En las empresas funciona así:

La realidad se discute en privado.

Lo “posible” se aplaude en público.

Y el que rompe el guion… paga la cuenta.

La gente que confunde franqueza con valentía termina aprendiendo que la sinceridad, sin timing, es básicamente pegarte un tiro en el pie.

Trabajar bien no basta: también hay que narrarlo

Hay profesionales que hacen el trabajo y profesionales que documentan que hicieron el trabajo.

Adivina quién gana.

Porque la empresa no evalúa tu cerebro: evalúa tus correos, tus presentaciones, tus actualizaciones, tus “dejé esto listo para tu revisión” y tu habilidad de sonar ocupado incluso cuando estás respirando.

Los que viven en “yo lo traigo en la cabeza” terminan viviendo, eventualmente, “yo lo traigo en mi caja de cartón a la salida”.

La organización no premia al más inteligente. Premia al que sabe dejar huella visible.

Actitud mata talento (para bien o para mal)

La actitud lo es todo.

Pero no “actitud de ganas”, no.

La actitud correcta.

La que dice “estoy alineado”, “cuentas conmigo”, “vamos con todo”, incluso cuando por dentro piensas “este plan no lo salva ni la NASA”.

Si tu jefe percibe que dudas, que te le pones al brinco, que cuestionas su visión enfrente de otros… ya te vio como amenaza. Y cuando un jefe se siente amenazado, no te corrige: te elimina.

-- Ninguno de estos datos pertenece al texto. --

PR #91, opened 2020-02-25
feature/CVSB-11329 - [FE] As the DVSA, we want to be able to search for vehicles when the full VIN is less than 9 characters in VTM

irina005:
https://jira.dvsacloud.uk/browse/CVSB-11329

### DIFF
--- a/src/app/pipes/DefaultNullOrEmptyPipe.ts
+++ b/src/app/pipes/DefaultNullOrEmptyPipe.ts
@@ -8,22 +8,23 @@ export class DefaultNullOrEmpty implements PipeTransform {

Así, con frío corporativo.

La parte que duele aceptar

En la vida real no basta con saber.

No basta con tener razón.

No basta con entregar.

Para crecer necesitas otra habilidad, esa que nunca enseñan en la universidad:

Leer personas.

Saber cuándo callarte.

Saber cuándo ceder.

Saber cuándo pelear… y cuándo no.

Construir alianzas.

Sumar voluntades.

Jugar el juego… sin perderte en él.

Porque sí, la meritocracia existe.

Pero solo funciona cuando la política te deja entrar a la cancha.

En fin…

Todos tenemos un conocido que subió rápido y cayó más rápido.

Todos hemos sido ese conocido en alguna etapa de la vida.

Y todos, absolutamente todos, terminamos aprendiendo lo mismo:

El talento te abre la puerta.

La política decide si te quedas.

Y tu actitud define si algún día te sientan en la mesa donde se toman las decisiones.

Así que trabaja bien, sí.

Sé brillante, claro.

Pero no te olvides de jugar el juego.

Porque en esta vida profesional gana quien sabe navegar… no quien nada más sabe nadar.